━━━━━ Data provided

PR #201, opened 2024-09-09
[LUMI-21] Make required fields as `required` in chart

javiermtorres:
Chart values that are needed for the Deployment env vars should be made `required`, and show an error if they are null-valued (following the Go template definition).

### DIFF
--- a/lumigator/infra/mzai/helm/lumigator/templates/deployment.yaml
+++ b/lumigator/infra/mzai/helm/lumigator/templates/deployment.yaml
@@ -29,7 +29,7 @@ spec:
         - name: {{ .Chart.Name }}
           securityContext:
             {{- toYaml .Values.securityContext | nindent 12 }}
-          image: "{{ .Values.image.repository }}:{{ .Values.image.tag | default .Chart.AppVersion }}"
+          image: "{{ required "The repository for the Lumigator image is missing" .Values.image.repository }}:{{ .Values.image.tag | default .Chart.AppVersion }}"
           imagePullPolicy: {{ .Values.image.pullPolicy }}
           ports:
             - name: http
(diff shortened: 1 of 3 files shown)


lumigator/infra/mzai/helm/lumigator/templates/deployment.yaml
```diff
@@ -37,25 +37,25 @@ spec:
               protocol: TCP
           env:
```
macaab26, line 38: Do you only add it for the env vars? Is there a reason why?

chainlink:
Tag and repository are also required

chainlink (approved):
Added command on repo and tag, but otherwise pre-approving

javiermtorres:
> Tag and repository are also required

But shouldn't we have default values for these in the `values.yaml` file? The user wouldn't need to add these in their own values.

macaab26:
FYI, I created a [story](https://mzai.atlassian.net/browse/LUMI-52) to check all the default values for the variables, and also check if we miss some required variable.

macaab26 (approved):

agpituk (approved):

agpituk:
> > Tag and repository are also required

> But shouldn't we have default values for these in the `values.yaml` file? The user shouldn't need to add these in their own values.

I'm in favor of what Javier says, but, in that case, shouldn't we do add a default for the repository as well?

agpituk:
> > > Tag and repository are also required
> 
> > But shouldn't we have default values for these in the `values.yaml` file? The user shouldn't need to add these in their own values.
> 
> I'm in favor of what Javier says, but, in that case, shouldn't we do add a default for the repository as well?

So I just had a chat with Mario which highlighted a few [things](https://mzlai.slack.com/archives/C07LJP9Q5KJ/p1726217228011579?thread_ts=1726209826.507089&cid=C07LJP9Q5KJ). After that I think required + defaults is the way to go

━━━━━━━━━━

Work instruction
Restate the records above verbatim, omitting no line.

The answer
PR #201, opened 2024-09-09
[LUMI-21] Make required fields as `required` in chart

javiermtorres:
Chart values that are needed for the Deployment env vars should be made `required`, and show an error if they are null-valued (following the Go template definition).

### DIFF
--- a/lumigator/infra/mzai/helm/lumigator/templates/deployment.yaml
+++ b/lumigator/infra/mzai/helm/lumigator/templates/deployment.yaml
@@ -29,7 +29,7 @@ spec:
         - name: {{ .Chart.Name }}
           securityContext:
             {{- toYaml .Values.securityContext | nindent 12 }}
-          image: "{{ .Values.image.repository }}:{{ .Values.image.tag | default .Chart.AppVersion }}"
+          image: "{{ required "The repository for the Lumigator image is missing" .Values.image.repository }}:{{ .Values.image.tag | default .Chart.AppVersion }}"
           imagePullPolicy: {{ .Values.image.pullPolicy }}
           ports:
             - name: http
(diff shortened: 1 of 3 files shown)


lumigator/infra/mzai/helm/lumigator/templates/deployment.yaml
```diff
@@ -37,25 +37,25 @@ spec:
               protocol: TCP
           env:
```
macaab26, line 38: Do you only add it for the env vars? Is there a reason why?

chainlink:
Tag and repository are also required

chainlink (approved):
Added command on repo and tag, but otherwise pre-approving

javiermtorres:
> Tag and repository are also required

But shouldn't we have default values for these in the `values.yaml` file? The user wouldn't need to add these in their own values.

macaab26:
FYI, I created a [story](https://mzai.atlassian.net/browse/LUMI-52) to check all the default values for the variables, and also check if we miss some required variable.

macaab26 (approved):

agpituk (approved):

agpituk:
> > Tag and repository are also required

> But shouldn't we have default values for these in the `values.yaml` file? The user shouldn't need to add these in their own values.

I'm in favor of what Javier says, but, in that case, shouldn't we do add a default for the repository as well?

agpituk:
> > > Tag and repository are also required
> 
> > But shouldn't we have default values for these in the `values.yaml` file? The user shouldn't need to add these in their own values.
> 
> I'm in favor of what Javier says, but, in that case, shouldn't we do add a default for the repository as well?

So I just had a chat with Mario which highlighted a few [things](https://mzlai.slack.com/archives/C07LJP9Q5KJ/p1726217228011579?thread_ts=1726209826.507089&cid=C07LJP9Q5KJ). After that I think required + defaults is the way to go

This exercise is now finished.